11. A method for processing an attribute map is characterized by comprising the following steps:

acquiring a to-be-processed attribute graph and attribute information of each node in the to-be-processed attribute graph;

determining an adjacency matrix of the attribute graph to be processed;

for each node, determining an initial feature representation of the node based on attribute information of the node;

outputting the adjacency matrix and the initial feature representation of each node to a graph convolution neural network model to obtain a target feature representation of each node, wherein the graph convolution neural network model is trained on the basis of the method of any one of claims 1 to 10.

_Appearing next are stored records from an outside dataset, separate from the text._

Issue #750, opened 2025-05-12
False negative on some MP3s


myndzi:
### Description

Hi there. First off, kudos on great work here :) Really helpful library and does just what I want and no more.

I was using this library as part of an exploratory side project and noticed some MP3 files that didn't get identified.

I dug into it to see where the mismatch is, as well as comparing outputs of `file`, `ffprobe`, and `music-metadata`; all of these recognize it (but in different ways, by different mechanisms).

- ffprobe had a warning log that was a clue: `[mp3 @ 0x139705ac0] Skipping 10 bytes of junk at 62401.`
- `file` seems to be somewhat imprecise in its output (as noted in another issue) but can identify the content-type suitably
- `music-metadata` does return seemingly-correct data, which confused me at first because this library is a dependency of that one! But it turns out it just does a file-extension check before attempting to guess the format by content. Inspecting the returned object in a repl also shows about a thousand "empty tag" warnings suggesting the file in question is definitely a bit wack.
 
As for possible improvements, enabling the `debug` logs for `music-metadata` shows that when it actually parses the file it is doing it robustly, syncing to the frame sync markers*, and reading correct data after. So there's a possibilty that if you're just trying to _identify_ an mp3 (and not read the contents), that it's enough to attempt to sync the stream even if the first frame doesn't show up where it's expected after the ID3 tag (in this file at least, the ID3 tag is first)

\* It's been a while, I don't remember how MP3 sync works...

`libavformat` seems to use a heuristic, since it's not going in with the expectation that "this is an mp3 and I'm attempting to extract data from it" (which is what `music-metadata` seems to be doing from the extension check). `libavformat` scans over 64kb from its starting point and attempts to decode each position as the start of a frame; then, it extracts the frame length and checks if there is another valid frame at the expected position: https://github.com/FFmpeg/FFmpeg/blob/master/libavformat/mp3dec.c#L419-L431

`file` is incomprehensible to me, and I can't even find where it defines the checks for actual MP3 files 🤷

I'm not sure if these approaches are within the scope of what you want for this library, since they are a bit "meaty" compared to simple magic checks. I can potentially submit a PR, but wanted to check the temperature before investing the time. What do you think?

### Existing Issue Check

- [x] I have searched the existing issues and could not find any related to my problem.

### File-Type Scope Acknowledgment

- [x] I understand that file-type detects binary file types and not text or other formats.

myndzi:
[...]

PR #751, opened 2025-05-12
Improve support for erroneous ID3v2 headers

myndzi:
After reading an ID3v2 header, if the file was unable to be identified, try again 10 bytes further in. See https://github.com/sindresorhus/file-type/issues/750


myndzi:
I kept digging and am happy that this solution is about as minimal as it can get. I totally understand if you don't want to merge it though; after all, it's a workaround for _incorrect_ data, and the proper solution is to fix the data, not the code.

There may however be value to adding it anyway - or even going a bit further with one of the "looser" options mentioned in the issue. Mp3 is so widespread, and has a long history of many different tools, encodings, and such -- it seems valuable both to improve detection (due to "market share") and because the landscape is likely littered with all sorts of broken data.

Borewit:
I think PR  #646 is a better solution to resolve out-of-sync MPEG data, as it handles multiple out-of-sync scenario's, not just the 10 bytes.

myndzi:
Yep, me too. The original issue was more of a query on whether you wanted to go that hard :) This is a very precise check for a specific error, so performance-wise it doesn't carry the same penalty as scanning an entire stream for sync bytes.

Close if you like, or if you want to accept it as a momentary improvement (since that other PR is 10 months old and still in draft), it's here 👍

Borewit:
Superseded by #646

12. An apparatus for processing an attribute map, comprising:

the data acquisition module is used for acquiring a training data set, each sample in the training data set comprises original information of a sample attribute graph, the original information comprises an adjacency matrix of the sample attribute graph and initial feature representations of nodes in the sample attribute graph, and the initial feature representation of one node represents the attribute information of the node;

an initial information determining module, configured to determine, for each sample attribute graph, an initial graph structure feature of the graph based on at least one of the original information, and determine a first similarity between nodes in the graph based on an initial feature representation of the nodes in the graph;

a model training module, configured to repeatedly perform the following training operations on the initial graph convolution neural network model based on the training data set until the training loss value satisfies a training end condition, to obtain a trained graph convolution neural network model:

13. An apparatus for processing an attribute map, comprising:

the system comprises a to-be-processed data acquisition module, a to-be-processed data acquisition module and a processing module, wherein the to-be-processed data acquisition module is used for acquiring a to-be-processed attribute graph and attribute information of each node in the to-be-processed attribute graph;

and the target feature representation determining module is used for outputting the adjacency matrix and the initial feature representation of each node to a graph convolution neural network model to obtain a target feature representation of each node, wherein the graph convolution neural network model is trained on the basis of the method of any one of claims 1 to 10.

14. An electronic device, comprising a processor and a memory:

the memory is configured to store a computer program which, when executed by the processor, causes the processor to perform the method of any of claims 1-10 or to perform the method of any of claim 11.

15. A computer-readable storage medium, for storing a computer program which, when run on a computer, causes the computer to perform the method of any one of claims 1-10 or to perform the method of any one of claim 11.